A WSJ article notes that people are intrigued by those peculiar people who have HIV, but not AIDS. In cancer research, five Nobel prizes have been won by researchers who studied tumor viruses (3 for a chicken virus! the Rous virus). This started in 1911 when Peyton Rous discovered a virus that was found to cause tumors in chickens. The hope is that these special cases highlights the essence of the puzzle, and being a virus, leads to an easy isolation. Unfortunately, this thread has not proven very successful. Viral cancers are rare and not very relevant for human cancer, which makes sense when you consider cancer is not contagious. With a few exceptions cancer survival rates remain much of what they were in the 1950s. The Mayo Clinic reports that for cancers diagnosed from 1974 to 1976, the five-year survival rate was 50 percent, now 65 percent. This is mainly because of early detection, as opposed to any great new drugs.

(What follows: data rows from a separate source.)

PR #213, opened 2021-03-03
moving all grpc refs out of IFunctionsApplication

brettsam:


src/DotNetWorker/GrpcWorker.cs
```diff
@@ -53,7 +115,6 @@ private Task ProcessRequestCoreAsync(StreamingMessage request)
                 MsgType.WorkerInitRequest => WorkerInitRequestHandlerAsync(request),
                 MsgType.FunctionLoadRequest => FunctionLoadRequestHandlerAsync(request),
                 MsgType.InvocationRequest => InvocationRequestHandlerAsync(request),
-                MsgType.FunctionEnvironmentReloadRequest => FunctionEnvironmentReloadRequestHandlerAsync(request),
```
mhoeger, line 56: I think we still want `FunctionEnvironmentReloadRequest` and its handler?

src/DotNetWorker/FunctionsApplication.cs
```diff
@@ -40,20 +38,18 @@ public FunctionContext CreateContext(IInvocationFeatures features)
...
+            var response = new InitializationResponse
             {
-                Result = new StatusResult { Status = Status.Success }
+                WorkerVersion = typeof(FunctionsApplication).Assembly.GetName().Version?.ToString()
             };
 
             response.Capabilities.Add("RpcHttpBodyOnly", bool.TrueString);
             response.Capabilities.Add("RawHttpBodyBytes", bool.TrueString);
             response.Capabilities.Add("RpcHttpTriggerMetadataRemoved", bool.TrueString);
             response.Capabilities.Add("UseNullableValueDictionaryForHttp", bool.TrueString);
```
mhoeger, line 52: All should be moved to GrpcWorker? Maybe instead of "InitializeAsync" there could be a WorkerVersion property that's used by GrpcWorker?

mhoeger (commented):
few comments

src/DotNetWorker/GrpcWorker.cs
brettsam: We weren't doing anything with it today. I believe @pragnagopa said that we didn't need to support it? I can re-add it though...

src/DotNetWorker/FunctionsApplication.cs
brettsam: That's a great point -- these capabilities are specifically for Grpc. I think moving this all to the worker would make sense (and not even exposing the WorkerVersion property anywhere... that seems like a Grpc implementation detail as well).

src/DotNetWorker/GrpcWorker.cs
brettsam: I added it back. Didn't want to get too crazy.

src/DotNetWorker/FunctionsApplication.cs
brettsam: Done.

fabiocav (approved):

src/DotNetWorker/FunctionsApplication.cs
```diff
@@ -40,20 +38,18 @@ public FunctionContext CreateContext(IInvocationFeatures features)
             return _functionContextFactory.Create(features);
         }
 
-        public Task<WorkerInitResponse> InitializeWorkerAsync(WorkerInitRequest request)
+        public Task<InitializationResponse> InitializeAsync()
```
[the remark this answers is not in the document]
brettsam: turns out i didn't even need this -- i deleted it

A common idea is that outliers are more important than averages, as this is the them of Taleb's Black Swan, or Gladwell's Outliers. Predicting one great outlier is worth predicting many ordinary outcomes, so on one hand it seems like an optimal focus. Also, the outliers should highlight the essence of something. A stock that has risen 10 fold, or a great athlete, supposedly lays bare the essence of its greatness.
But I think we forget how biased our view is on exceptional events and people. We watch sports and learn about Usain Bolt, a most unusual man. Or my kids read the Guiness Book of World Records, containing stories about 1200 lb men and giant frogs. News is biased towards the exceptional, it takes no effort to emphasize it. In fact, it takes effort to see the ordinary. It's too bad people think of heroes as those who, for a brief moment, offered their life in some battle or harrowing situation, compared to the much more common heroism of providing one's family, not complaining, and being charitable to friends and neighbors, for decades.
A problem is that for any extremum is caused by its unique intrinsic characteristics and also random chance. We hope that we can more clearly see the intrinsic qualities associated with, say, a rising stock, by looking at sthose stocks that went up 10-fold last year. Yet, any extremum is probably a large random error. We simply can't predict the future very well, say an R2 of only 10%. Thus, a 100% stock return contains, on average, a 90% error. Yet, conditional up rising this much, this is only the mean error, its standard error is at least as large, meaning, any singular 100% return is probably all randomness. In this case, more analysis is worthless, like trying to explain a lottery number. The explanatory characteristics are irrelevant for these cases.
I remember when I worked at Moody's working on default models. The CFA types liked to do case studies of famous financial catastrophes, and worked through all the sub-accounts of say, Boston Chicken, or Enron. Unfortunately, these were really poor archetypes, and we could found that complimenting these analyses with our default model made both look less relevant. The cases that made for a great narrative usually involved a good degree of fraud, which is difficult to detect in real time. In the end, the group that sold training seminars on credit analysis continued their program of exceptional case studies, our models simply grinded out boring probabilities independent of these examples, and they remain independent areas of interest.
I find it much more fruitful to look at averages, mainly between groupings of interesting explanatory variables, and their correlation with the desiderata--not the reverse. That is, instead of looking at the top 10 stocks from last year, look at things like the top decile of p/e ratios, which predict stock returns at a much more modest level. We know these things are inversely correlated with returns (the value effect), so then the question is, how can I take advantage of this? If I combine this with cashflow/assets, or momentum, how does this work? Sure, it may at best add a couple percent to your annualized return, but at least its feasible. Needless to say, the current focus leads to an excess focus on highly volatile stocks, which is why I argue that these risky stocks have lower returns on average than their more boring counterparts.
Extremums can be informative, but they tend to dominate our information set anyway because they lend themselves to interesting narratives. Sure it would be best to know the big events if you had a time machine, but living in the present, if you really want to predict, focus on those things that are potentially predictive, which generally means looking at how averages relate to averages, as opposed to how outliers related to averages. The latter is mainly selection bias and random error.